Jeff Wilson, Mourning the Unborn Dead: A Buddhist Ritual Comes to America. New York, Oxford University Press, 2009, viii + 260 pp., $35
(cloth), ISBN 978 0 19 537193 2.

This is a study of mizuko kuyo, the contemporary Japanese rite performed on behalf of ‘water babies’ - aborted children/beings - by some Buddhist
temples, as this rite is brought to America, performed and adapted here. The ritual has been a source of controversy in Japan, but Wilson’s story is a
very different one.

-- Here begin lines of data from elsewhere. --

PR #3169, opened 2025-01-08
Use unordered_map instead of ordered_map

tobbi:
unordered_map is preferred over map for accessing particular elements such as we do in those instances. See https://en.cppreference.com/w/cpp/container/unordered_map

### DIFF
--- a/src/video/texture_manager.hpp
+++ b/src/video/texture_manager.hpp
@@ -18,6 +18,7 @@
 #define HEADER_SUPERTUX_VIDEO_TEXTURE_MANAGER_HPP
 
 #include <config.h>
+#include <unordered_map>
 #include <map>
 #include <memory>
 #include <ostream>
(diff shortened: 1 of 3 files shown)


src/video/texture_manager.hpp
```diff
@@ -77,7 +78,7 @@ class TextureManager final : public Currenton<TextureManager>
 
 private:
   std::map<Texture::Key, std::weak_ptr<Texture>> m_image_textures;
```
swagtoy, line 80: What is this btw? Can we hash it for unordered_map as well?

swagtoy (approved):
Lgtm overall

src/video/texture_manager.hpp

Here, it has been used as fuel for both sides in the American abortion controversy. Much more interestingly, it has become a
resource of healing for both American Buddhists and non-Buddhists. It is also one mark of the renewal of interest in ritual and specific Bodhisattvas
among the former. The book is an excellent contribution to the study of Buddhism in America, and it is also relevant and important to other academic
discussions, most notably the re-discovering and reshaping of mourning in America.
Mizuko kuyo is one of several relatively new religious rituals from postwar Japan. It became popular after 1946, when abortion was legalized
there, and is aimed to placate and protect the mizuko, or ‘water baby’, who is seen as having been wreaking revenge on its family. Almost all family
troubles can be attributed to the unquiet mizuko. The rite asks Jizo, the Bodhisattva of children, to protect the mizuko, saving this poor in-between
being from the dry riverbed hell in which it is now abandoned. The Japanese family purchases a statue ofJizo - who resembles both a monk and a child
- and dresses him with a bib, cap and other adornments suitable to a very young child. The controversy in Japan is focused around the concept of
‘revenge’ and whether this is truly a Buddhist idea, as well as questions about the mercenary motives of the temples that do well in performing these
rites.
But what happens when this ritual is brought to America? Who imports it, how, and why? It is these questions that Wilson’s fascinating study
answers, although some background information about the ritual’s Japanese history and meanings is provided. The first and most straightforward
section deals with how Japanese-American Buddhist communities - often called ‘churches’ as a legacy of an era when immigrant faiths tried to adapt
to American Christian patterns - do and do not celebrate mizuko kuyo. Because most of their members are descen- dents of immigrants who came
here long before the ritual developed in Japan, there is no firm pattern of inherited practice. However, certain new Japanese residents (such as
students) want the rite performed, and some temples have accommodated this. It is clearly not a big business for these quiet and small-scale religious
communities. Wilson, like many others who write about American Buddhism, must decide which terms to use in acknowledging the basic division
between these groups and ‘convert’ Buddhism, with which the next part of the book deals.